The first-place winners I remember were: a program that synced lyrics to music
automatically, a distributed computing framework for JavaScript and a rather
accurate face-recognition system. All of these did not have beautiful (or,
frankly, even _passable_ ) front-ends, but were nontrivial and rather
interesting from a CS standpoint. Moreover, this is not because _nobody_ had
good design--there were certainly very polished apps, and they even often
placed second or third. They just never won first place at any of the
hackathons I've been to.

------
kandalf
A couple more tips:

Topical ideas are great. The judges can better identify with the problem that
your hack solves, and it seems more relevant.

Hardware hacks tend to steal the show, e.g. a touch-enabled chalkboard,
hardware "facebook", or a tweeting microwave.

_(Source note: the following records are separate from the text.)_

Issue #951, opened 2026-07-29
bug: reconnect generation race leaves completed session messages missing until hard refresh


marzich:
## Summary

A completed session can persist and submit its full result successfully while the browser omits a contiguous tail of assistant/tool messages until a hard refresh.

This is a follow-up to #509 and #331. Durable message/part reload after reconnect exists, but the page can miss the reconnect generation that is supposed to trigger it.

## Production evidence

Affected session: `ses_05338ceceffeL1tgzWSbTOZlJ7` on a Tailscale HTTP deployment.

- `GET /session/:id/message/page?limit=200` returned all 30 messages with `hasMore=false`.
- All omitted assistant messages were persisted with `visible=true`, the correct `rootID`, complete text/tool parts, and terminal tool states.
- Clarus submission completed successfully; this was not a task/runtime failure.
- The existing browser omitted the synthesis/write/submission tail.
- A clean headless browser loaded the same URL and rendered all 53 timeline items, including every omitted message.

Therefore storage, message paging, root grouping, and static rendering are healthy. The stale state is confined to the already-open browser's live sync store.

## Root cause

The session page reacts to:

```ts
[params.id, sdk.connected()]
```

and calls `sync.session.sync()` when the socket reports connected.

`sync.session.sync()` decides whether to force a durable message/part snapshot by comparing `sessionReconnectVersions` with `globalSync.reconnectVersion()`.

However, `globalSync.reconnectVersion` is incremented by a separate reactive effect after `globalSDK.connected()` becomes true. This creates an ordering race:

1. WebSocket reconnects and `connected=true`.
2. Session-page effect runs first and calls `sync()` with the old reconnect version.
3. The sync plan sees the session as current and short-circuits, so no message snapshot is fetched.
4. Global-sync effect then increments `reconnectVersion`.
5. The session page does not observe that value, so it never retries.

Any unsequenced `message.part.*` events missed during the disconnect remain absent from the browser store even though durable storage is complete. A hard refresh fixes the display because initial message paging loads the authoritative parts.

## Expected behavior

The actively viewed session must run one authoritative message/part sync for every reconnect generation, regardless of reactive effect ordering.

## Proposed fix

- Expose the current reconnect generation through the scope sync context.
- Include that generation in the session page's sync trigger dependencies.
- Keep the existing generation comparison/deduplication so the second invocation is cheap unless a new reconnect generation actually requires a snapshot.
[...]

PR #952, opened 2026-07-29
fix(app): resync session parts after reconnect

marzich:
## Summary

- make the active session react to reconnect generation changes, not only the WebSocket `connected` boolean
- force the existing authoritative message/part snapshot path to run after every reconnect generation
- preserve the existing inflight deduplication and freshness checks
- add a focused regression test that locks reconnect generation into the session sync watch key

Relates to #951. This PR intentionally does not close the issue until it has been validated against a live reconnect.

## Root cause

The page and global sync contexts react independently when the WebSocket reconnects. The page could call `sync.session.sync()` before global sync incremented `reconnectVersion`; that call saw the previous generation and short-circuited. The later generation increment was not observed by the page, leaving any missed unsequenced `message.part.*` events absent until a hard refresh.

The affected production session was complete in durable storage: its page endpoint returned all 30 messages and all omitted parts. A clean browser rendered all 53 timeline items, while the already-open browser omitted the tail. This isolates the failure to reconnect convergence in the live frontend store.

## Changes

| File | Change |
|------|--------|
| `packages/app/src/context/sync.tsx` | expose the reactive reconnect generation through the scope sync context |
| `packages/app/src/pages/session.tsx` | include reconnect generation in the active session sync trigger |
| `packages/app/src/context/session-sync-plan.ts` | define the canonical session sync watch key |
| `packages/app/test/context/session-sync-plan.test.ts` | verify generation advances change the watch key |

## Verification

- `bun test test/context/session-sync-plan.test.ts test/context/session-part-snapshot-freshness.test.ts` (18 passed)
- `bun run typecheck` (Turbo, 11 packages passed)
- `bun run --cwd packages/app build` passed
- Prettier check passed for all changed files
- `git diff --check` passed


yzxoi:
Addressed the reconnect-generation race from this review.

- Split the global recovery-start generation from a per-Scope recovery-completed generation. The completed generation publishes only after replay/full resync succeeds, and it is suppressed for failed, stale, or released Scope recoveries.
- Delayed the session page's durable message/part refresh until that completed Scope generation advances instead of triggering it at the raw WebSocket reconnect.
- Made in-flight session sync generation-aware: newer or stronger requests queue behind insufficient pending work, and only an accepted latest message snapshot advances the captured generation watermark.
- Preserved permission and volatile refresh behavior and documented the resulting reconnect contract.

Validation:

- `bun test test/context/scope-reconnect-recovery.test.ts test/context/session-sync-plan.test.ts` — 24 passed
- `bun run --cwd packages/app test` — passed
- `bun run --cwd packages/app typecheck` — passed
- `bun run --cwd packages/app build` — passed

yzxoi (approved):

At three of the last four
hackathons I've been to, a hardware hack has won. But be wary - at some
hackathons they'll specifically tell the judges that the winning hacks must
balance being awesome with being useful (specifically the facebook hackathon).

Fake it until you make it. This is a lesson I still need to take to heart. If
your app doesn't look like it's going to work and you have an hour to go, hack
together something that will give a good demo.

------
telecuda
John Sheehan from Twilio has some great tips too -
[http://www.quora.com/Hackathons/What-are-some-useful-tips-
wh...](http://www.quora.com/Hackathons/What-are-some-useful-tips-when-
competing-in-a-Hackathon)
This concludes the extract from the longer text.